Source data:
-- Opening Marker --
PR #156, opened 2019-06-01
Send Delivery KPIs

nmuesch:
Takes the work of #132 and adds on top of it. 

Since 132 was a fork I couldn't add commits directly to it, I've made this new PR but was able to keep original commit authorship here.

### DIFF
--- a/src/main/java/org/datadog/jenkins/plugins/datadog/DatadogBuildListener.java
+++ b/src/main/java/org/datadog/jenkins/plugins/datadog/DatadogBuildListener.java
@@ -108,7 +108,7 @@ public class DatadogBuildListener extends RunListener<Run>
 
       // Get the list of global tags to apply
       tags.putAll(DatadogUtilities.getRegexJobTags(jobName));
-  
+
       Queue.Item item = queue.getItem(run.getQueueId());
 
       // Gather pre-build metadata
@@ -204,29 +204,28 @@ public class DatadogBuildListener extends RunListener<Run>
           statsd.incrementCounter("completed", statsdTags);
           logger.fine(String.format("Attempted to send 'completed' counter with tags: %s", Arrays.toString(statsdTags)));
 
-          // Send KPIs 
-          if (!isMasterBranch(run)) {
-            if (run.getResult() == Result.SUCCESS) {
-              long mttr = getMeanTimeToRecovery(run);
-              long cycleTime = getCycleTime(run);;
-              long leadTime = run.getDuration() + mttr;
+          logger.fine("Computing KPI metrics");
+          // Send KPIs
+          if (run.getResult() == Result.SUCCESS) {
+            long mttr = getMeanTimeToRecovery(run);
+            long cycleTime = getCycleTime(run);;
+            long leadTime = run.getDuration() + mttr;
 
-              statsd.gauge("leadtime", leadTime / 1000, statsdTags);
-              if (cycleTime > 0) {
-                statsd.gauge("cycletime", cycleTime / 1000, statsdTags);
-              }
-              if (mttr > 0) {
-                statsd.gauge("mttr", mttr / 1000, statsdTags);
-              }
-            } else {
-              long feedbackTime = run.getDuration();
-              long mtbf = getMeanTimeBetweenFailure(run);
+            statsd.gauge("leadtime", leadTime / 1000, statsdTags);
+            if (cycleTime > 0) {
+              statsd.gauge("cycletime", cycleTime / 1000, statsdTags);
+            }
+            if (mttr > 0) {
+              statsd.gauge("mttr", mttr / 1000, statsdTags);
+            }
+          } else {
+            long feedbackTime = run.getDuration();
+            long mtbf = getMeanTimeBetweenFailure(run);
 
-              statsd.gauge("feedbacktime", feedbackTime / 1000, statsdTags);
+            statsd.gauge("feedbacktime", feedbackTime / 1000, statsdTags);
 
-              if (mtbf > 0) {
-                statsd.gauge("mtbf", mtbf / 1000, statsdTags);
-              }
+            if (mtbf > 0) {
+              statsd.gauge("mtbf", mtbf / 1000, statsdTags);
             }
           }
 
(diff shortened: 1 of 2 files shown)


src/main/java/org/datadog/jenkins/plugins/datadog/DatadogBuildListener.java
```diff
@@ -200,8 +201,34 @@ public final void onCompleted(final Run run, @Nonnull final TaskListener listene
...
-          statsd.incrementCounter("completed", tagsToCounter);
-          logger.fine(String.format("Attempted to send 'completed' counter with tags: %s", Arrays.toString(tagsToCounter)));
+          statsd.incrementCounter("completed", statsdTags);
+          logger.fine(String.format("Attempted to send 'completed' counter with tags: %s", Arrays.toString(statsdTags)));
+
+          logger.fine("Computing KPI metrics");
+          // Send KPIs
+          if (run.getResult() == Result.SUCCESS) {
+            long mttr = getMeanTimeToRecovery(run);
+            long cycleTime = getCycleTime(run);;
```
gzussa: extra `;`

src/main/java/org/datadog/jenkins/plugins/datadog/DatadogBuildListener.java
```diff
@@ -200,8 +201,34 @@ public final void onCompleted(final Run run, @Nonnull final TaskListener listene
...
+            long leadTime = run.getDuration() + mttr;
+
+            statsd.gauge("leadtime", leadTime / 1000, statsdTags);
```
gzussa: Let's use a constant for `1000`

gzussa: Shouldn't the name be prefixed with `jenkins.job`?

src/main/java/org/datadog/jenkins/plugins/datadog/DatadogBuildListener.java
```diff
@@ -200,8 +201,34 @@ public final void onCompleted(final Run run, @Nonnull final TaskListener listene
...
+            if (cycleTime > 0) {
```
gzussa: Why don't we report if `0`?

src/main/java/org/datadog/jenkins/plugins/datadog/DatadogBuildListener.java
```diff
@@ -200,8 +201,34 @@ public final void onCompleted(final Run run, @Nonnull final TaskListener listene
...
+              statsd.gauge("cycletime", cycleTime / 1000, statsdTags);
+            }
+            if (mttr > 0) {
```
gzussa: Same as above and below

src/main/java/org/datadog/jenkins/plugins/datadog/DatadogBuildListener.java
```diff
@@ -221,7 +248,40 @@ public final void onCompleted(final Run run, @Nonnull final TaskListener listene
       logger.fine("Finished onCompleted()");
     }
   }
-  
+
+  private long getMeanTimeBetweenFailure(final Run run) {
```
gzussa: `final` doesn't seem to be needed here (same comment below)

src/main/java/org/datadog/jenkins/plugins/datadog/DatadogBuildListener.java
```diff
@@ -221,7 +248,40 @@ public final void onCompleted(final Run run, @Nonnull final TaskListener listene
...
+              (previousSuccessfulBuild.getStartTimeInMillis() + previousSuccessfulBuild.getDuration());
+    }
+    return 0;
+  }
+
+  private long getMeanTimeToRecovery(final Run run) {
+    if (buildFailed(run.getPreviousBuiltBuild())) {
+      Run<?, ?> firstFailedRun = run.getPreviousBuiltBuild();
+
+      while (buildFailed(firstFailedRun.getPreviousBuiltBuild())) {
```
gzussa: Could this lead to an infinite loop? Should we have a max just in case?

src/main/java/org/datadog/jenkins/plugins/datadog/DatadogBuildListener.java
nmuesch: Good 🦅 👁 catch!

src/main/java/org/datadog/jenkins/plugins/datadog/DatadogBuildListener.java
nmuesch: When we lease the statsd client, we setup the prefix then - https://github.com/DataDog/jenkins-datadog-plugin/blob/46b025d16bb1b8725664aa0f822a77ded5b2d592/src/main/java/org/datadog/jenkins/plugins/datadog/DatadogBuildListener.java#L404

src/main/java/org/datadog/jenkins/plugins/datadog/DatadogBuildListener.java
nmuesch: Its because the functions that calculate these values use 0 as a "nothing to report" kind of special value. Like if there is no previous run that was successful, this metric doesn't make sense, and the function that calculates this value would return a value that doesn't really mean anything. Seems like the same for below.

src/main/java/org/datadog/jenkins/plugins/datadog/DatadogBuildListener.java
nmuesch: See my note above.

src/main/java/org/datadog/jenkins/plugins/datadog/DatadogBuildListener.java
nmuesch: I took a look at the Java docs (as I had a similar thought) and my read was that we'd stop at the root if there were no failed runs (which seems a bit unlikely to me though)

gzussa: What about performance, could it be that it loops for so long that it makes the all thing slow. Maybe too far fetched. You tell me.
-- Closing Marker --
-- Opening Marker --
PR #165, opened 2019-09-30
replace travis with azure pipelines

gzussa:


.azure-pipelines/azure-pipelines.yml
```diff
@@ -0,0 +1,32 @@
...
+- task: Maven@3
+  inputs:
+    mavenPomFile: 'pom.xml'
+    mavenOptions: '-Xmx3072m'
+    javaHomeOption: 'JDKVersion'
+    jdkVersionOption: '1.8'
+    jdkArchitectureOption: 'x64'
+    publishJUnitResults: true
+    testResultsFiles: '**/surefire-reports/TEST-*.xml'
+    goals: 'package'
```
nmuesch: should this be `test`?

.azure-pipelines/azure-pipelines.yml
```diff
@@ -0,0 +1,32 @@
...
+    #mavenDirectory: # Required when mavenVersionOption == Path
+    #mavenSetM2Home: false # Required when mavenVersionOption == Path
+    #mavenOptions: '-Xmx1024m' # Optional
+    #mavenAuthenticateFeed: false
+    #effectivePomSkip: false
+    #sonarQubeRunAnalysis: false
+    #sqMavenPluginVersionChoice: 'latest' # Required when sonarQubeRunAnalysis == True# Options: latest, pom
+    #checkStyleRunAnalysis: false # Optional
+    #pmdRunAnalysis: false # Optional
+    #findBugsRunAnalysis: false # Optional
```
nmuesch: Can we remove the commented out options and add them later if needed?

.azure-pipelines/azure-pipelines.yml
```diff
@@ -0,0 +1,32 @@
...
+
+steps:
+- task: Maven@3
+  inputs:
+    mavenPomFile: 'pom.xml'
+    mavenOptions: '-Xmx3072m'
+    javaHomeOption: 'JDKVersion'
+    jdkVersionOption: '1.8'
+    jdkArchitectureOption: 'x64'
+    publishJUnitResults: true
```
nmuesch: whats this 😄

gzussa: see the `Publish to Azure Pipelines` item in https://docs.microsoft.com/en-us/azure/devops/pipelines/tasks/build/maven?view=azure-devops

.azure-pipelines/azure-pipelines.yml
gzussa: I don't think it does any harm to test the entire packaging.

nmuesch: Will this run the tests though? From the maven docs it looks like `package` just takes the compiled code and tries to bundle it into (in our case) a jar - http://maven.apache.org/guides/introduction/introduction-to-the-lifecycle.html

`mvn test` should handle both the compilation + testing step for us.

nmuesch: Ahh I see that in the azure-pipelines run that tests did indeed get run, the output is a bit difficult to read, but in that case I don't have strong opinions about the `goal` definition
-- Closing Marker --
> _EXERCISE_
The lines above that hold "sonarQubeRunAnalysis" are the result; show every one of them.

> _ANSWER TO THIS PROBLEM_
+    #sonarQubeRunAnalysis: false
+    #sqMavenPluginVersionChoice: 'latest' # Required when sonarQubeRunAnalysis == True# Options: latest, pom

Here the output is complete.